AT THE BOAT, which was called the Daisy Mae, Sonny Duval was ready and waiting for me. He hauled the boat in to the dock by its painter, and held out his hand to me. I ignored it and long-stepped aboard quite handily by myself.
I figured we better get this point about my knowledge of small boats out of the way right at the start.
“Thanks,” I said.
He just looked at me. Then shrugged. He went aft and backed the boat and threaded his way out through the boats and anchored yachts, and started to run down along the shore lined with the high-walled white houses that I had passed along in the horsecab the night before.
“You know boats, hunh?” he said after a while, amiably enough.
“I used to do a fair amount of small-boat running.” I grinned. The truth was I was happy as hell to be out in one again.
Sonny studied me. “A lot of people say that.” Under his bushy brows, which echoed that Elliot Gould mustache, his small eyes looked away from me. “You like to try her?”
I wasn’t expecting that. “Sure. Why not?” I said. “If you wouldn’t mind.”
I moved aft and he passed me the helm and I settled down to get the feel of her. It was not a wheel helm but an old-fashioned bar helm: a two-by-five adzed down to round it off and bolted-in into the rudder.
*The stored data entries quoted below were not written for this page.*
PR #1974, opened 2026-04-17
goblint integration

swick:
Draft because I want to get this down to zero violations, which requires some work in goblint (specifically an option to ignore a rule, and a feature to declare inline to ignore a specific violation).

Also misses CI integration.


document-portal/document-portal-fuse.c
```diff
@@ -24,24 +24,27 @@
...
 #include <stdio.h>
+#include <stdlib.h>
 #include <string.h>
-#include <errno.h>
+
 #include <fcntl.h>
-#include <stdlib.h>
-#include <assert.h>
-#include <glib/gprintf.h>
+#define FUSE_USE_VERSION 35
```
bilelmoussaoui, line 36: weird that this was moved here... needs a fixture test upstream for sure.

swick: I did this manually and on purpose. this needs to be defined for the fuse lowlevel include

bilelmoussaoui: ah alright then. Good to know

swick:
I updated to the latest image and then fixed the image in CI. I think this should be ready, but it also needs someone else to take a quick look over the changes.

src/xdp-documents.c
```diff
@@ -23,20 +23,20 @@
...
+#include "xdp-documents.h"
+
 #include <errno.h>
 
-#include <sys/types.h>
-#include <sys/stat.h>
 #include <fcntl.h>
-
 #include <gio/gio.h>
 #include <gio/gunixfdlist.h>
```
swick, line 33: @bilelmoussaoui why does this create those two blocks here? AFAIU this should be one alphabetically ordered block here, no?

bilelmoussaoui: it is supposed to be grouped into the following categories separate by a new line
- config.h
- associated header (xdp-documents.h)
- standard c headers
- system libs headers
- current project header

which is what mutter is doing, would you have expected a different result? 

The problem here is that posix / standard c headers are split which probably they shouldn't?

src/xdp-session.c
```diff
@@ -52,7 +52,7 @@ static void xdp_session_skeleton_iface_init (XdpDbusSessionIface *iface);
 
 G_DEFINE_TYPE_WITH_CODE (XdpSession, xdp_session, XDP_DBUS_TYPE_SESSION_SKELETON,
                          G_IMPLEMENT_INTERFACE (G_TYPE_INITABLE,
-                                                g_initable_iface_init)
+                                                g_initable_iface_init);
```
bilelmoussaoui, line 55: this is unexpected, does the rule actually produces this?? if so, an issue should be reported and fixed before merging this.

document-portal/document-portal-fuse.c
```diff
@@ -1805,7 +1805,7 @@ invalidate_dentry_cb (gpointer user_data)
 
   g_list_free (to_invalidate);
 
-  return FALSE;
+  return G_SOURCE_REMOVE;
```
bilelmoussaoui, line 1808: is this not a candidate for _once variants or because of the glib requirement they are not suggested, i guess

src/xdp-session.c
swick: Oh, wow, I didn't notice. And yes, this was completely done by goblint.

src/xdp-documents.c
bilelmoussaoui: re-running it again should produce better results now

src/xdp-session.c
swick: https://github.com/bilelmoussaoui/goblint/issues/56

document-portal/document-portal-fuse.c
swick: Didn't know this should be trying to use g_timeout_add_once. It's available since 2.74, and we require 2.76.

bilelmoussaoui: I am assuming it should be detected, could you try to run `goblint --summary` and see?

src/xdp-documents.c
swick: Mh, I didn't immediately recognize the standard c headers as such. I don't have a strong opinion on it, but differentiating between standard c headers and system libs headers doesn't seem useful to me.

bilelmoussaoui: I guess the other option here would be to make the sorting configurable...

document-portal/document-portal-fuse.c
swick: Pulled again, still the same:
```
podman run --rm -v "$PWD:/workspace:Z" ghcr.io/bilelmoussaoui/goblint:latest . --only use_g_source_constants
Found 1 violation(s):

/workspace/document-portal/document-portal-fuse.c:1808:10
          fuse_lowlevel_notify_inval_entry (session, data->parent_ino, data->name,
                                            strlen (data->name));
        g_free (data);
  ...
    g_list_free (to_invalidate);
  ...
  >  return FALSE;
  ...
  /* Queue an inval_dentry, thereby freeing unused inodes in the dcache
  error: Use G_SOURCE_REMOVE instead of FALSE in GSourceFunc callback
  rule: use_g_source_constants
```

bilelmoussaoui: weird, it does get detected here 
```
user@toolbx ~/P/gobject-format (main)> cargo run --bin goblint -- ~/document-portal-fuse.c --only use_g_source_once
    Finished `dev` profile [unoptimized + debuginfo] target(s) in 0.04s
     Running `target/debug/goblint /home/user/document-portal-fuse.c --only use_g_source_once`
Found 1 violation(s):

/home/user/document-portal-fuse.c:1832:5
  ...
    XdpInvalidateData *data = g_malloc0 (sizeof (XdpInvalidateData) + strlen (name) + 1);
    data->parent_ino = parent->ino;
    strcpy (data->name, name);
  ...
    if (invalidate_list == NULL)
  >    g_timeout_add (10, invalidate_dentry_cb, NULL);
  ...
    invalidate_list = g_list_append (invalidate_list, data);
  ...
  error: Callback 'invalidate_dentry_cb' always returns G_SOURCE_REMOVE. Use g_timeout_add_once instead of g_timeout_add
  rule: use_g_source_once
```

goblint.toml
```diff
@@ -0,0 +1,4 @@
+min_glib_version = "2.20"
```
AdrianVovk: Maybe I misunderstand what this is about, but don't we depend on glib >= 2.76? Why's this 2.20?

src/xdp-app-info.c
```diff
@@ -79,7 +79,7 @@ typedef struct _XdpAppInfoPrivate
 static void g_initable_init_iface (GInitableIface *iface);
 
 G_DEFINE_ABSTRACT_TYPE_WITH_CODE (XdpAppInfo, xdp_app_info, G_TYPE_OBJECT,
-                                  G_ADD_PRIVATE (XdpAppInfo)
+                                  G_ADD_PRIVATE (XdpAppInfo);
```
AdrianVovk: this seems wrong?

document-portal/document-portal-fuse.c
```diff
@@ -1820,12 +1820,14 @@ queue_invalidate_dentry (XdpInode   *parent,
...
       XdpInvalidateData *data = l->data;
-      if (data->parent_ino == parent->ino && strcmp (name, data->name) == 0)
+      if (data->parent_ino == parent->ino && g_strcmp0 (name, data->name) == 0)
         return;
     }
 
   XdpInvalidateData *data = g_malloc0 (sizeof (XdpInvalidateData) + strlen (name) + 1);
   data->parent_ino = parent->ino;
+  /* We allocated enough memory in data->name for name.
+   * goblint-ignore-next-line: use_g_strlcpy */
```
AdrianVovk: Nit: we replace every instance of `strcmp` with `g_strcmp0` without bothering to define ignores for it when it's not really necessary. Should we bother to try and define an ignore here?

```
size_t name_buf_size = strlen (name) + 1;
XdpInvalidateData *data = g_malloc0 (sizeof (XdpInvalidateData) + name_buf_size)
g_strlcpy (data->name, name, name_buf_size)
``` 

Hell, since we already know the `name_buf_size` we can just call `memcpy`

src/gamemode.c
```diff
@@ -40,8 +42,7 @@
 #include "xdp-permissions.h"
 #include "xdp-utils.h"
 
-#include "gamemode.h"
-
+#define _GNU_SOURCE 1
```
AdrianVovk: This define doesn't do anything if you put it after your  `#include`s, so this seems wrong?

src/xdp-app-info-flatpak.c
```diff
@@ -23,17 +23,19 @@
...
-#include <sys/vfs.h>
-#endif
 
+#include <fcntl.h>
 #include <json-glib/json-glib.h>
 
-#include "xdp-app-info-flatpak-private.h"
 #include "xdp-usb-query.h"
 
+#if HAVE_SYS_VFS_H
```
AdrianVovk, line 35: what even is the rule here being used to order this? These are OS-level headers, why isn't this grouped up with errno.h?

document-portal/gvdb/gvdb-builder.h
```diff
@@ -17,8 +17,7 @@
  * Author: Ryan Lortie <desrt@desrt.ca>
  */
 
-#ifndef __gvdb_builder_h__
-#define __gvdb_builder_h__
+#pragma once
```
AdrianVovk: probably shouldn't be touching gvdb

document-portal/permission-db.c
```diff
@@ -70,12 +70,10 @@ static void initable_iface_init (GInitableIface *initable_iface);
 G_DEFINE_TYPE_WITH_CODE (PermissionDb, permission_db, G_TYPE_OBJECT,
                          G_IMPLEMENT_INTERFACE (G_TYPE_INITABLE, initable_iface_init));
 
-enum {
-  PROP_0,
-  PROP_PATH,
+typedef enum {
+  PROP_PATH = 1,
   PROP_FAIL_IF_NOT_FOUND,
-  N_PROPS,
```
AdrianVovk: churn: a few commits ago you had an identically named commit that added this `N_PROPS`

src/xdp-app-info-snap.c
```diff
@@ -43,14 +43,12 @@ struct _XdpAppInfoSnap
...
 {
-  PROP_0,
-  PROP_DESKTOP_FILE,
-  N_PROPS,
-};
+  PROP_DESKTOP_FILE = 1,
+} XdpAppInfoSnapProps;
 
-static GParamSpec *properties [N_PROPS];
+static GParamSpec *properties [PROP_DESKTOP_FILE + 1];
```
AdrianVovk, line 52: This isn't really the convention right? If you add another property you'd have to magically remember to go and change this array length bound here?!?

document-portal/file-transfer.c
```diff
@@ -236,6 +236,8 @@ file_transfer_stop (FileTransfer *transfer)
   g_hash_table_steal (transfers, transfer->key);
   G_UNLOCK (transfers);
 
+  /* We have a ref and unref in the callback, so transfer is always alive.
+   * goblint-ignore-next-line: g_source_id_not_stored */
```
AdrianVovk: This comment isn't super clear to me, perhaps it needs a reword? It sounds like we're reffing and unreffing in the callback and that doesn't make much sense

Also, it's not entirely clear why we're even scheduling the unref in an idle at all. I assume it's to make sure the destructor runs on the main thread?

Also also, we can just pass `g_object_unref` as the function to execute, no?

So, all in all, maybe we should do something like this?

```c
/* We need to unref the transfer from the main thread
 * goblint-ignore-next-line: g_source_id_not_stored */
g_idle_add_once (g_object_unref, g_steal_pointer (&transfer))
```

Perhaps the explicit ownership transfer into the idle callback would make the warning go away? Worth testing to make sure the warning is still happening. If it is, probably a point of improvement for goblint?

AdrianVovk (changes requested):

src/xdp-app-info-snap.c
bilelmoussaoui: see https://github.com/bilelmoussaoui/goblint/issues/52

src/xdp-app-info-flatpak.c
bilelmoussaoui: The grouping is done for the global includes and the ones inside ifdef separately. First all global includes sorted and then the ones inside ifdefs.

goblint.toml
swick: Yikes, I think I tested things and forgot to change it back.

src/gamemode.c
swick: Urgh, another one of those. @bilelmoussaoui this is not great tbh. Some defines need to be set before an include and goblint will happily move it after them. Not sure if there is anything that can be done really.

src/xdp-app-info.c
swick: There was a thread about it and it's fixed now; just need to run it again.

document-portal/document-portal-fuse.c
swick: Seems to work now. Probably because I had the wrong version in the config.

document-portal/file-transfer.c
swick: /cc @bilelmoussaoui yeah, not sure if there is a way to detect this kind of usage.

src/gamemode.c
swick: The reordering also often exposes missing includes etc., so that one needs manual fixups anyway.

swick:
/cc @bilelmoussaoui 
```c
static void
xdp_request_on_signal_response (XdpDbusRequest *object,
                                guint           arg_response,
                                GVariant       *arg_results)
{
  XdpRequest *request = XDP_REQUEST (object);
  XdpDbusRequestSkeleton *skeleton = XDP_DBUS_REQUEST_SKELETON (object);
  GList      *connections, *l;
  GVariant   *signal_variant;

  connections = g_dbus_interface_skeleton_get_connections (G_DBUS_INTERFACE_SKELETON (skeleton));

  signal_variant = g_variant_ref_sink (g_variant_new ("(u@a{sv})",
                                                      arg_response,
                                                      arg_results));
  for (l = connections; l != NULL; l = l->next)
    {
      GDBusConnection *connection = l->data;
      g_dbus_connection_emit_signal (connection,
                                     request->sender,
                                     g_dbus_interface_skeleton_get_object_path (G_DBUS_INTERFACE_SKELETON (skeleton)),
                                     DESKTOP_DBUS_IFACE ".Request",
                                     "Response",
                                     signal_variant,
                                     NULL);
    }
  g_variant_unref (signal_variant);
  g_list_free_full (connections, g_object_unref);
}
```
goblint didn't find the g_list_free_full, and I think it is supposed to?

src/gamemode.c
bilelmoussaoui: Well, the rule shouldn't move the defines, only the includes. I will add a test case for this; meanwhile, feel free to mark the rule as ignore if you don't like the output/feel like it won't produce any meaningful value

document-portal/file-transfer.c
bilelmoussaoui: Tracking ownership is something we can't easily do without making it produce a bunch of false positives so I would say ignoring it here would be fine :)

bilelmoussaoui:
> goblint didn't find the g_list_free_full, and I think it is supposed to?

It only reports the cases where it would use g_clear_list. What would be the suggestion you would expect for that snippet?

swick:
This should be: `g_autolist(GDBusConnection) connections = NULL;`. I know that the type of the list items is not easy to figure out, so this won't be auto fixable, but just warning that this should be g_autolist would be helpful.

bilelmoussaoui:
I just learned about g_autolist :-) i will add a rule for that

bilelmoussaoui:
> I just learned about g_autolist :-) i will add a rule for that

There is a rule for that now

document-portal/file-transfer.c
pwithnall: Tracking ownership is best left to [a static analyser plugin](https://cgit.freedesktop.org/tartan)

swick:
I think that regressed the use_g_autofree rule:
```
/workspace/document-portal/document-portal.c:827:11
                         XDG_DESKTOP_PORTAL_ERROR, XDG_DESKTOP_PORTAL_ERROR_NOT_ALLOWED,
                         "Not enough permissions");
            return NULL;
  ...
        if (st_buf.st_dev == fuse_dev)
  ...
  >          g_autofree char *real_path = NULL;
            g_autofree char *id = NULL;
  ...
            /* The passed in fd is on the fuse filesystem itself */
  warning: Consider using g_autofree real_path to avoid manual g_free
  rule: use_g_autofree
```

swick:
I will not be adding more things to this PR. Let's get it in first, and then do a follow up when we have enough new violations on the latest goblint.

This should be good to merge, but I'd still like someone to take another quick look at it.

bilelmoussaoui:
> I think that regressed the use_g_autofree rule:
> 
> ```
> /workspace/document-portal/document-portal.c:827:11
>                          XDG_DESKTOP_PORTAL_ERROR, XDG_DESKTOP_PORTAL_ERROR_NOT_ALLOWED,
>                          "Not enough permissions");
>             return NULL;
>   ...
>         if (st_buf.st_dev == fuse_dev)
>   ...
>   >          g_autofree char *real_path = NULL;
>             g_autofree char *id = NULL;
>   ...
>             /* The passed in fd is on the fuse filesystem itself */
>   warning: Consider using g_autofree real_path to avoid manual g_free
>   rule: use_g_autofree
> ```

Fixed

.github/workflows/build-and-test.yml
```diff
@@ -12,6 +12,29 @@ on:
...
+
+      - name: Run goblint
+        run: goblint --format sarif > goblint.sarif
+
+      - name: Upload SARIF results
+        uses: github/codeql-action/upload-sarif@v3
+        with:
+          sarif_file: goblint.sarif
+          category: goblint
+        if: always()
```
bilelmoussaoui: i think the if can be removed

.github/workflows/build-and-test.yml
```diff
@@ -12,6 +12,29 @@ on:
...
+    runs-on: ubuntu-latest
+    container:
+      image: ghcr.io/bilelmoussaoui/goblint:main-a7e87d6
+    permissions:
+      # Required for uploading SARIF results
+      security-events: write
+
+    steps:
+      - name: Check out xdg-desktop-portal
+        uses: actions/checkout@v4
```
bilelmoussaoui: should be v6 as that is the latest

.github/workflows/build-and-test.yml
```diff
@@ -12,6 +12,29 @@ on:
         type: string
 
 jobs:
+  goblint:
+    name: Goblint
+    runs-on: ubuntu-latest
+    container:
+      image: ghcr.io/bilelmoussaoui/goblint:main-a7e87d6
```
bilelmoussaoui, line 19: can you point it to main to avoid having to bump it every now and then?

swick: There is value in bumping this only when we intent to bump it. If you add new lints, a PR suddenly has to take them into account as well otherwise.

I think it makes sense to do this eventually when changes slow down.

src/xdp-documents.c
swick: If you understand the logic it becomes clear. I think this is fine. If it turns out to be a problem in practice, I will yell.

document-portal/permission-db.c
```diff
@@ -71,14 +71,12 @@ static void initable_iface_init (GInitableIface *initable_iface);
 G_DEFINE_TYPE_WITH_CODE (PermissionDb, permission_db, G_TYPE_OBJECT,
                          G_IMPLEMENT_INTERFACE (G_TYPE_INITABLE, initable_iface_init));
 
-enum {
-  PROP_0,
-  PROP_PATH,
+typedef enum {
+  PROP_PATH = 1,
   PROP_FAIL_IF_NOT_FOUND,
-  LAST_PROP
```
AdrianVovk, line 76: Since part of the point of doing this is to turn on a compiler warning flag, I presume it's a non-default flag and so we should turn it on in meson?

AdrianVovk (approved):

document-portal/permission-db.c
bilelmoussaoui: Right, given that xdp uses too little properties it might make sense to do it manually but i plan to make the linter automatically fix your set_property for read-only properties or get_property for write-only properties and add the missing props there with assert_not_reached as that is what you would expect missing in the coverage and automatically remove the default case.

swick: > I presume it's a non-default flag and so we should turn it on in meson?

Added one more commit which does that.

PR #1977, opened 2026-04-20
ci: Split out pre-commit and various checks into their own jobs

swick:


.github/workflows/build-and-test.yml
```diff
@@ -12,6 +12,41 @@ on:
...
+
+    steps:
+      - name: Check out xdg-desktop-portal
+        uses: actions/checkout@v4
+
+      - name: Check POTFILES.in
+        run: .github/workflows/check-potfiles.sh
+
+      - name: Check Qt annotations
+        run: find -name "*.xml" | xargs -n1 /usr/lib/qt6/bin/qdbusxml2cpp
```
AdrianVovk, line 48: I would assume the reason to split this out is so all three checks run, even if the first check fails. But then here you still combine the POTFILES.in check with the Qt annotations check. Shouldn't this check be split out into its own job as well? Or am I misunderstanding the purpose of this patch in the first place?

.github/workflows/build-and-test.yml
```diff
@@ -12,6 +12,41 @@ on:
...
 jobs:
+  pre-commit:
+    runs-on: ubuntu-latest
+    container:
+      image: ${{ inputs.image }}
+
+    steps:
+      - name: Configure environment
+        run: |
+          git config --global --add safe.directory $GITHUB_WORKSPACE
```
AdrianVovk, line 23: An explanation of what this is about would be helpful too, at least in the commit message, since it's new

.github/workflows/build-and-test.yml
```diff
@@ -12,6 +12,41 @@ on:
...
+          echo XDG_DATA_DIRS=$GITHUB_WORKSPACE/tests/share:/usr/local/share:/usr/share | tee -a $GITHUB_ENV
+
+      - name: Check out xdg-desktop-portal
+        uses: actions/checkout@v4
+
+      - name: Run pre-commit hooks
+        run: |
+          export PYTHONPATH="/root/.local/lib/python$(python3 -c 'import sys; print("{}.{}".format(*sys.version_info))')/site-packages:$PYTHONPATH"
+          export PATH="/root/.local/bin:$PATH"
```
whot, line 32: isn't this superfluous, I don't see anything being installed into those paths? I wonder if this is some leftover from an earlier incarnation.

swick: We use `pip install --user` in the Containerfile, so this is unfortunately still needed.

.github/workflows/build-and-test.yml
swick: This already existed before. Added a comment.

.github/workflows/build-and-test.yml
swick: The reason to split this up was just separation of concerns. Adding more steps to the one job is making it harder to follow. Good point about wanting to run all checks even if one fails. Made it one job where the checking steps have `if: always()`.

AdrianVovk (approved):
LGTM

PR #2059, opened 2026-07-07
Improve git commit message linting and docs 

swick:


swick:
Tested locally, in CI without a PR and now here with a bad test commit. Finally works as expected.

PR #2062, opened 2026-07-08
Update Ukrainian translation

yurchor:
Thanks in advance for reviewing.


swick:
Hey, we're now strict about our commit messages, which is why CI is failing. Can you change the commit message to start with: `po: `?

I used to love them in the Caribbean.
It was a nice smooth boat. All those Greek boats were. After a minute I maneuvered it, running out deeper and quartering the incoming swell cleanly. When I turned her, I did it on the top of a swell, instead of turning her in the trough and taking the swell broadside and making her roll. She winged back nicely. So I took her closer in, and did the same thing to starboard, and brought her back out. I gave the bar back to him.
“That was nice,” Sonny said. “Very deft. Very deft. You want to try docking her, when we get to the Port?”
I was not expecting that, either. “Sure. I guess so. If you think I can.”
“I think you can.”
“Aren’t you afraid I’ll smash up your boat?”
“I don’t think so. You won’t smash it.” He grinned. I did not know what he was trying to prove. He seemed indifferent, not even to care. Maybe it was because he was so rich and he could afford to buy another boat, or two of them. I knew I certainly would not let any new man run my boat in to dock it until I had tested him more than he had tested me.
It was all more than I could fathom, around here. I didn’t know what was going on. You gave people a paradise like this and they immediately tried to turn it into a club, with all sorts of secret games. I didn’t like it worth a damn.
“Okay,” I said. “I’ll take her in, then.”
We settled down to the ride. I stripped off my shirt and stretched my arms along the rail behind me. I am built pretty rough, and I noted Sonny noticing this. He was strongly built himself, but had gotten flabby. I looked back at the land, and at all of the different houses. No two of them were even remotely alike. I liked that. All of them were pretty in the sun. At one spot there was an Orthodox church, with widely spaced olive trees in its sere yard down the slope to the road and the water, and a low whitewashed wall around the yard. A goat was tethered in the yard by the white wall. All the masonry around here was white-lime-washed.
It was a beautiful day, and a beautiful view, and a beautiful ride.
I didn’t know why my problem of Freddy Tarkoff’s job I had done for him picked just that moment to seize me, and come to the fore of my mind, and demand to be looked at. But it did.